In a non-standard mechanistic assay, Tsuji et al (1992) exposed MNNG-initiated rats to 0.01% ammonia solution via drinking water. Gastritis was seen in all animals, indicating a local irritnat effect. The incidence of gastric tumours was increased in treated animals, suggesting that ammonia may be acting as a promoter of carcinogenesis.
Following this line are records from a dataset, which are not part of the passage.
PR #3470, opened 2026-07-13
[DX-1525]: Collapse long snippets behind a "Show more" toggle

m-hulbert:
## Description

This PR collapses codeblocks by default if they are above 15 lines long, adding a 'show more' and 'show less' toggle so that it's easy to switch between them.

The intention is to improve the readability of pages with multiple, long codeblocks such as getting started guides.

### Checklist


umair-ably (approved):
1 nit... we can only calculate the height of the code blocks after the page has rendered, which in theory means all pages will load with the code blocks fully expanded, and then instantly redraw them to be collapsed if needed (which could cause a subtle flash or layout shift). 

However, I've tested this across several pages in the preview app and it looks perfect - nothing funky spotted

Solutions of hydrazine as 0.001%, methylhydrazine as 0.01%, methylhydrazine sulfate as 0.001%, and ammonium hydroxide as 0.3, 0.2 and 0.1% were administered continuously in the drinking water of 5- and 6-week-old randomly bred Swiss mice for their entire lifetime. Similarly ammonium hydroxide as a 0.1% solution was given to 7-week-old inbred C3H mice. Hydrazine and methylhydrazine sulfate significantly increased the incidence of lung tumors in Swiss mice, while methylhydrazine enhanced the development of this neoplasm by shortening its latent period. The ammonium hydroxide treatments in Swiss and C3H mice were, however, without carcinogenic effect, and did not inhibit the development of breast adenocarcinomas in C3H females, which are characteristic of these animals. The present study thus proves for the first time the carcinogenicity of methylhydrazine, provides further evidence of the tumor-inducing capability of hydrazine by itself and negates the possibility that the metabolite of hydrazine, ammonium hydroxide, could interfere in the development of neoplasia (Toth, 1972).